EXERCISE PROMPT »
Please read the records below and return each line holding the string "Thanks".

^^^^^^^^

PR #4718, opened 2021-04-06
Always deprovision STOPPING azure workers

### LINKED ISSUE #4715: [azure-provider] STOPPING workers aren't further deprovisioned
When a worker goes into state STOPPING, as via a `removeWorker` call (either a REST API call, or because the worker is in `PowerState/stopped`, for example), no further deprovisioning is done.

The `checkWorker` call fetches the vm's state and, if the vm still exists calls `removeWorker`, which just marks it as STOPPING.

The only way `deprovisionResources` gets called is for the vm to not exist (404).

I think this was introduced in https://github.com/taskcluster/taskcluster/commit/66afe24d0a05e2a7e1fe8e6531cad5b855ff4e01 -- before that time, `removeWorker` also deprovisioned, so would begin by deleting the vm immediately.

I think the right fix is to call `depreovisionResources` whenever an instance is in the STOPPING state, regardless of whether the vm exists or not.

This is causing issues for the work on azure instance support in firefox-ci, so we may need to backport the fix.

djmitche:
Github Bug/Issue: Fixes #4715 

Reviewers: please review the first commit individually, as that's the one I'll backport to the v39.1.1 branch running in firefox-ci.  The refactor passes tests, but is higher-risk and I won't backport it.

### DIFF
--- a/changelog/issue-4715.md
+++ b/changelog/issue-4715.md
@@ -1,0 +1,5 @@
+audience: worker-deployers
+level: patch
+reference: issue 4715
+---
+The worker-manager service now deprovisions workers when `removeWorker` is called and when the workers terminate themselves.  Previously it would wait forever for such workers to be deleted, without attempting that deletion.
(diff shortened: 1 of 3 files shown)


imbstack (approved):
makes sense

Issue #4698, opened 2021-04-01
[client-py] call async upload/download from sync upload/download


djmitche:
Instead of implementing all of the upload/download functionality twice, let's call the async version from the sync version.  That will provide users with a simple sync API, but with only one implementation to maintain.

The "reader" and "writer" involve callbacks, so that will be a little tricky, but we can defer the sync `read` and `write` methods to threads.

Thanks to @escapewindow for the suggestion!

PR #4721, opened 2021-04-06
Fix function names in client-py's readme

alopezz:
I found this, which looks like a mistake, while having a quick look at the python client docs (as I was having a look at maybe working on #4698).


djmitche (approved):
Ah, yes, copy-pasta error.  Thanks!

^^^^^^^^

RESPONSE FOR THIS EXERCISE »
Thanks to @escapewindow for the suggestion!
Ah, yes, copy-pasta error.  Thanks!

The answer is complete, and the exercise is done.